### DATA

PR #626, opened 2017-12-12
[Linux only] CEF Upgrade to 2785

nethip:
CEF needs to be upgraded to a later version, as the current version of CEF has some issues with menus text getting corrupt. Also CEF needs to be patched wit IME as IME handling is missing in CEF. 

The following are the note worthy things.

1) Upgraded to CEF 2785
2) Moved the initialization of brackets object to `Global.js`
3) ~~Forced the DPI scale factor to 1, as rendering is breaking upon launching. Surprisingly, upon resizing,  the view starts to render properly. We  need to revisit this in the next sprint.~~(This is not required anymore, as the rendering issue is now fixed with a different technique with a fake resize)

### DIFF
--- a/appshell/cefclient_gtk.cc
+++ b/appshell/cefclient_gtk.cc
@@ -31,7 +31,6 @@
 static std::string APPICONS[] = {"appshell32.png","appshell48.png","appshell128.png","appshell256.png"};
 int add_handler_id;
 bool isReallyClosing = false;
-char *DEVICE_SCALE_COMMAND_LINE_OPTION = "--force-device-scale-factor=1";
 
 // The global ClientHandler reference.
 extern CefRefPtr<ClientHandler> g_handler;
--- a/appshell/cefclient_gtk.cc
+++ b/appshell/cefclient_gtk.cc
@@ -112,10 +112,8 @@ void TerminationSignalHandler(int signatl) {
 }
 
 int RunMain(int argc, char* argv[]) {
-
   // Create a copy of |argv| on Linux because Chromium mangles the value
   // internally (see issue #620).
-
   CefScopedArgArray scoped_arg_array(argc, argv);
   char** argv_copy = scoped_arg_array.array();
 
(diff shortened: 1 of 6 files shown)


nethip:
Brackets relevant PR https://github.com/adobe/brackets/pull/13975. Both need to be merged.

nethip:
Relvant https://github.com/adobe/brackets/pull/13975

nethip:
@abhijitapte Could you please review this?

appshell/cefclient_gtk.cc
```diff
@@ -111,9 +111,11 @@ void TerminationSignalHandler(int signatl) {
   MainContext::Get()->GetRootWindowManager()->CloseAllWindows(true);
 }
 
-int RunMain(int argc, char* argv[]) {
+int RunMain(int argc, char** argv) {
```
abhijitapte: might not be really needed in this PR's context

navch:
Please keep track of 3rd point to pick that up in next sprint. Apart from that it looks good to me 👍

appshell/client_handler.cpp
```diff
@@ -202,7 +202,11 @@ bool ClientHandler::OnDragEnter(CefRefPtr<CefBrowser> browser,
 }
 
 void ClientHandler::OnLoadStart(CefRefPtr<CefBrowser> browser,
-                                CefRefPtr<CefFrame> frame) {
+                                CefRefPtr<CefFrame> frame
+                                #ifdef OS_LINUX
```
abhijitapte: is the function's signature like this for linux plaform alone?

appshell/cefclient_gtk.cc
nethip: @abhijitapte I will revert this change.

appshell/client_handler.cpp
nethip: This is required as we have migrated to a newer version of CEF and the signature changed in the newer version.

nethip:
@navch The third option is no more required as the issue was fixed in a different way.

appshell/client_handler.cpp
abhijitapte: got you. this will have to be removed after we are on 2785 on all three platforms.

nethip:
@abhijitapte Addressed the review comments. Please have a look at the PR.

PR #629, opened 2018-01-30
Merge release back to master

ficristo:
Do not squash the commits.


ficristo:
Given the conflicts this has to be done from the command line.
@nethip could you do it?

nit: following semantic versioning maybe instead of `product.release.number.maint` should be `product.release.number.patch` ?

--

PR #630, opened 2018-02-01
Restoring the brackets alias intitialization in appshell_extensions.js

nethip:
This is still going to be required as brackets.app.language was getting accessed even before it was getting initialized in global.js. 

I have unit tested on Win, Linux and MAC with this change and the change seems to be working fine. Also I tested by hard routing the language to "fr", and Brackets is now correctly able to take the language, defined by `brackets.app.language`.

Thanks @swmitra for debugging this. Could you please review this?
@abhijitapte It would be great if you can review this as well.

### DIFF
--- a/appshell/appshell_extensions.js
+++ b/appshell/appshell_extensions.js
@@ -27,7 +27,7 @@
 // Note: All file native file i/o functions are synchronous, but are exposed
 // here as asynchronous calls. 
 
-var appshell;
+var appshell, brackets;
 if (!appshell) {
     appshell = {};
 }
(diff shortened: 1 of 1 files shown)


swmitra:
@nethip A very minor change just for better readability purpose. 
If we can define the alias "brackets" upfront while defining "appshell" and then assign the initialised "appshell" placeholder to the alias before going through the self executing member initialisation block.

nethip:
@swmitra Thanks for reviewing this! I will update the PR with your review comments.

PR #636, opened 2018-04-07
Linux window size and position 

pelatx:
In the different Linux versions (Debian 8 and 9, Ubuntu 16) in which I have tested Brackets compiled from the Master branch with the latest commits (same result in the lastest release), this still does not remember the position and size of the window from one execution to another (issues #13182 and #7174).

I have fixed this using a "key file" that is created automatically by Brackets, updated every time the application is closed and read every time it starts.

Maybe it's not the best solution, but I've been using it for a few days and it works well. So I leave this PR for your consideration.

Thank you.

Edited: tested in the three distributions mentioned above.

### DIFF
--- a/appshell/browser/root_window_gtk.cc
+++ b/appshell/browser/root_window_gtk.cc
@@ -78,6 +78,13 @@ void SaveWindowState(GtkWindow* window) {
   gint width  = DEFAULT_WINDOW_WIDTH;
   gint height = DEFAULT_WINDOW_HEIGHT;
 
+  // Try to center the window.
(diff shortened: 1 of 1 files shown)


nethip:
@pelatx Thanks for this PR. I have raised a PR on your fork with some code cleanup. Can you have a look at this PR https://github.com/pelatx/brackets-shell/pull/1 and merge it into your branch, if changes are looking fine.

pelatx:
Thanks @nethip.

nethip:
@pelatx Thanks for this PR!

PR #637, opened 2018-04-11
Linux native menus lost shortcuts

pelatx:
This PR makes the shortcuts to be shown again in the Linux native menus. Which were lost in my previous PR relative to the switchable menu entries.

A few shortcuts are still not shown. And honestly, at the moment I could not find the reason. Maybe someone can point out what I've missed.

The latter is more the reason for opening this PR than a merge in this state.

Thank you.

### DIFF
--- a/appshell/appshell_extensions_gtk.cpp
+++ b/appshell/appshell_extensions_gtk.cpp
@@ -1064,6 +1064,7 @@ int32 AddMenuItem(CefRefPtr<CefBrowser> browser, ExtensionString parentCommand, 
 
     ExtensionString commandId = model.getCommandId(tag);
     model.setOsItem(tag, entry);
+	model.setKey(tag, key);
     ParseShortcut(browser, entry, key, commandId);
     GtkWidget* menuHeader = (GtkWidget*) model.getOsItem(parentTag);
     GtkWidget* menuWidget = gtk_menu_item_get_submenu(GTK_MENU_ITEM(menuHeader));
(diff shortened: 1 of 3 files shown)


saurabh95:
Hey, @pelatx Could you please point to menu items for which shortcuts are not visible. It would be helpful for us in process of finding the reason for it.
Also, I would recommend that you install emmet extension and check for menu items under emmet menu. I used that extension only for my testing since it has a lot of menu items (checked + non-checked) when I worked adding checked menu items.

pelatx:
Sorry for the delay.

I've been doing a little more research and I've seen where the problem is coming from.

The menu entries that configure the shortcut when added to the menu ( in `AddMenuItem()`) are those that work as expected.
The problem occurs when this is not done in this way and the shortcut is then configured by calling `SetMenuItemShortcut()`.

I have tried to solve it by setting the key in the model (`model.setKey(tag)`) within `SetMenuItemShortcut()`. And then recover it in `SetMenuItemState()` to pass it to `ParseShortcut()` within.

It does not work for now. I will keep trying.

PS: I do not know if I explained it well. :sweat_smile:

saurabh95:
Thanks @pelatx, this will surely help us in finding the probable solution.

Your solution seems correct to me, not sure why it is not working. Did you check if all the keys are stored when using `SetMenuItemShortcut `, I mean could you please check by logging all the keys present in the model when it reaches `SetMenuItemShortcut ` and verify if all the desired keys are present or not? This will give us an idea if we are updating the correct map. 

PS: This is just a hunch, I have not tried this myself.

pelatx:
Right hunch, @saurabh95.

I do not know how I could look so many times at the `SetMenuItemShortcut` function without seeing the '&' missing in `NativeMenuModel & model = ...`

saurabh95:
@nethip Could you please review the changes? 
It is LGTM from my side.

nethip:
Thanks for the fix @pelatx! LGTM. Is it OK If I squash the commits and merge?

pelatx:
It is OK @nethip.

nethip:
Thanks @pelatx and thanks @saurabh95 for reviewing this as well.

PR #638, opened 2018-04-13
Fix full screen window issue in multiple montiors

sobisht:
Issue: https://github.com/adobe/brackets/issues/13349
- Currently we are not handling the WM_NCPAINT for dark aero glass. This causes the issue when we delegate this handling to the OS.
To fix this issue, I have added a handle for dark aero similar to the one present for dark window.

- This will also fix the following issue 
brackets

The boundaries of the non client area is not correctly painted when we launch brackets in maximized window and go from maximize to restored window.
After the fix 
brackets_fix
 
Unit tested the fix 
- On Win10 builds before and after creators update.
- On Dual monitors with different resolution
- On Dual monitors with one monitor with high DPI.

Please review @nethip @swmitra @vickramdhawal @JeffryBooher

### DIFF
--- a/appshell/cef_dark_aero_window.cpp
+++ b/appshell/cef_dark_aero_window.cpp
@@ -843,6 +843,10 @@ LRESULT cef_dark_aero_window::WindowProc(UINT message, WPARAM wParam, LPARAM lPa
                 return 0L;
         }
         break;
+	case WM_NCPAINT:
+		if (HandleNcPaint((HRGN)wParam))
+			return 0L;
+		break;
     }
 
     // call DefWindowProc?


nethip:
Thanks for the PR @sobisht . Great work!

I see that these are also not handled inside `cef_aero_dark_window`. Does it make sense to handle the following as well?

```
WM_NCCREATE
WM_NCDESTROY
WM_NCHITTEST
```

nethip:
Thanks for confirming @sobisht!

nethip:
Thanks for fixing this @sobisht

--

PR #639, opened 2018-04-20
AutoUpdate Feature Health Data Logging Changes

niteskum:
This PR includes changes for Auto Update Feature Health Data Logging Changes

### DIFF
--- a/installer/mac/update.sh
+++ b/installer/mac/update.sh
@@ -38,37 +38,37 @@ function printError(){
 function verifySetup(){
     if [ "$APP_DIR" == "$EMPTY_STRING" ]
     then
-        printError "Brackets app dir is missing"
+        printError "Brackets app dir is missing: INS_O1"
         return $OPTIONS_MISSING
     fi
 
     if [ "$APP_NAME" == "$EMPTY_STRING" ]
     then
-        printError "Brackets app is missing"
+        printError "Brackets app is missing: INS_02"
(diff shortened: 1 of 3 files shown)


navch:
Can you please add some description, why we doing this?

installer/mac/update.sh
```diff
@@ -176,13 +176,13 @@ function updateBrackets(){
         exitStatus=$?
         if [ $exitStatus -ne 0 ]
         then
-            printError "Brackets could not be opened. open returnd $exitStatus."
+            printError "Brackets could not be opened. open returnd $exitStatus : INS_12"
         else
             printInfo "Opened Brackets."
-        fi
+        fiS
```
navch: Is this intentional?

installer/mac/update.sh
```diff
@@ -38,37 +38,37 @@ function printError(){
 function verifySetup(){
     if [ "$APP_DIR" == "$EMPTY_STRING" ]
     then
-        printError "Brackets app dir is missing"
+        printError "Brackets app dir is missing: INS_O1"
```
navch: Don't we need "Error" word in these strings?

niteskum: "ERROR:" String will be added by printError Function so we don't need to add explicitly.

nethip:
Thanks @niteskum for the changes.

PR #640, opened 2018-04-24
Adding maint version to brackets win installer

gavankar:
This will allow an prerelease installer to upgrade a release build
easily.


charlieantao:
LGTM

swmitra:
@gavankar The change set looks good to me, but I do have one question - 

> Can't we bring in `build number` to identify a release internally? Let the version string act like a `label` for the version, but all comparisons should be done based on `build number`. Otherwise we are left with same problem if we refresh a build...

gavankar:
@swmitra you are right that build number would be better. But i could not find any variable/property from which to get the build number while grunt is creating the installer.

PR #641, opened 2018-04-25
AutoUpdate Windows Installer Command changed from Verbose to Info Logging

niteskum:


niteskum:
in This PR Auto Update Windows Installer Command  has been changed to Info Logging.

### TASK TO COMPLETE
Using the records above, select and copy every line that has the word "maint".

### WRITTEN RESPONSE
nit: following semantic versioning maybe instead of `product.release.number.maint` should be `product.release.number.patch` ?
Adding maint version to brackets win installer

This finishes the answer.